Work to be completed. Search the entries for the word "checking". Copy every line that holds it.

Data records.
PR #538, opened 2023-09-25
Address Verification Adjustments

cassidysymons:
The soft launch revealed some edge cases in both the address verification and address adjustment pieces that needed adjustment, along with supporting pieces that needed improvement:
- We've added AV14 as a good code, provided there are no other errors
- Address_3 has been removed from the duplicate checking function, as it was added for Spain and is not relevant to any planned or foreseeable functionality
- The way in which address_2 is handled for duplicate checking has been refined, as None/null values were causing certain records to be ignored erroneously
- Unit tests for MelissaRepo did not exist but have been added
- The send_email event for invalid addresses was not being logged, but is now

### DIFF
--- a/microsetta_private_api/repo/melissa_repo.py
+++ b/microsetta_private_api/repo/melissa_repo.py
@@ -71,7 +71,7 @@ class MelissaRepo(BaseRepo):
             # psycopg won't automatically handle = NULL vs. IS NULL
             sql = """SELECT * FROM campaign.melissa_address_queries
                                 WHERE (source_address_1 = %s
-                                AND source_{0} 
+                                AND source_{0}
                                 AND source_postal = %s
                                 AND source_country = %s
                                 AND result_processed = true)
--- a/microsetta_private_api/repo/melissa_repo.py
+++ b/microsetta_private_api/repo/melissa_repo.py
@@ -67,19 +67,36 @@ class MelissaRepo(BaseRepo):
         Full table row is record is a duplicate
         """
         with self._transaction.dict_cursor() as cur:
-            cur.execute("""SELECT * FROM campaign.melissa_address_queries
-                            WHERE (source_address_1 = %s
-                            AND source_address_2 = %s
-                            AND source_postal = %s
-                            AND source_country = %s
-                            AND result_processed = true)
-                            OR (result_address_1 = %s
-                            AND result_address_2 = %s
-                            AND result_postal = %s
-                            AND result_country = %s
-                            AND result_processed = true)""",
-                        (address_1, address_2, postal, country,
-                         address_1, address_2, postal, country))
+            # We need to gracefully handle a null/None value for address_2 as
+            # psycopg won't automatically handle = NULL vs. IS NULL
+            if address_2 is None:
+                cur.execute("""SELECT * FROM campaign.melissa_address_queries
+                                WHERE (source_address_1 = %s
+                                AND source_address_2 IS NULL
+                                AND source_postal = %s
+                                AND source_country = %s
+                                AND result_processed = true)
+                                OR (result_address_1 = %s
+                                AND result_address_2 IS NULL
+                                AND result_postal = %s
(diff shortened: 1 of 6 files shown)


microsetta_private_api/repo/melissa_repo.py
```diff
@@ -69,21 +67,36 @@ def check_duplicate(self, address_1, address_2, address_3, postal,
...
+                                AND source_postal = %s
+                                AND source_country = %s
+                                AND result_processed = true)
+                                OR (result_address_1 = %s
+                                AND result_address_2 = %s
+                                AND result_postal = %s
+                                AND result_country = %s
+                                AND result_processed = true)""",
+                            (address_1, address_2, postal, country,
+                             address_1, address_2, postal, country))
```
wasade, line 99:
```suggestion
            sql = """SELECT * FROM campaign.melissa_address_queries
                                WHERE (source_address_1 = %s
                                AND source_{0} 
                                AND source_postal = %s
                                AND source_country = %s
                                AND result_processed = true)
                                OR (result_address_1 = %s
                                AND result_{0}
                                AND result_postal = %s
                                AND result_country = %s
                                AND result_processed = true)"""
            if address_2 is None:
                address_2_is_null = 'address_2 IS NULL'
                sql = sql.format(address_2_is_null)
                arguments = (address_1, postal, country,
                             address_1, postal, country)
            else:
                address_2_is_not_null = 'address_2 = %s'
                sql = sql.format(address_2_is_not_null)
                arguments = (address_1, address_2, postal, country,
                             address_1, address_2, postal, country)
            cur.execute(sql, arguments)
```

The above would reduce some of the replication, and ensures the overall structure of the SQL query is consistent between branches. The `format` with the SQL query is safe in this context as the strings are effectively static. `arguments` could probably simplified further but I dont think it matters as much.

microsetta_private_api/util/melissa.py
```diff
@@ -97,13 +106,22 @@ def verify_address(address_1, address_2=None, address_3=None, city=None,
...
+                    if code[0:2] == "AE":
+                        r_errors_present = True
+                    if code in GOOD_CODES_NO_ERROR:
+                        r_good_conditional = True
                     if code in GOOD_CODES:
                         r_good = True
                         break
 
+                if not r_good and r_good_conditional and not r_errors_present:
+                    r_good = True
```
wasade, line 123: This statement reads: if not good ... then say we're good. Is that correct? If so then that's a bit confusing :)

If `r_good_conditional` is also set in the `if code in GOOD_CODES`, then I think this could be changed too:

```python
if r_good_conditional:
    if not r_errors_present:
        r_good = True
```

cassidysymons: It's essentially an alternative path to reaching a state of `r_good = True`. It could be simplified to just `if r_good_conditional and not r_errors_present:` but that has the potential to redundantly set `r_good = True` (which doesn't hurt anything, just feels a bit silly). I don't have strong feelings on the stylistic approach, I just wrote it to be abundantly clear that it's a conditional path to reaching a state of `r_good = True` since we're treating the code in `GOOD_CODES_NO_ERROR` differently than the ones in `GOOD_CODES`.

wasade: Makes sense. But my worry is looking back at this code a year from now, when something urgent is going on, where it's valuable to minimize the amount of time it takes to understand a conditional. If the concern is a redundant setting on `r_good` then that may be expressable as a comment. Sound reasonable?

cassidysymons: Definitely, will adjust in a few minutes.

cassidysymons: Adjusted and passing Lint now, let me know if there's anything else you'd like me to address before merging. Thanks!

wasade: Thanks! I'm +1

Result.
- Address_3 has been removed from the duplicate checking function, as it was added for Spain and is not relevant to any planned or foreseeable functionality
- The way in which address_2 is handled for duplicate checking has been refined, as None/null values were causing certain records to be ignored erroneously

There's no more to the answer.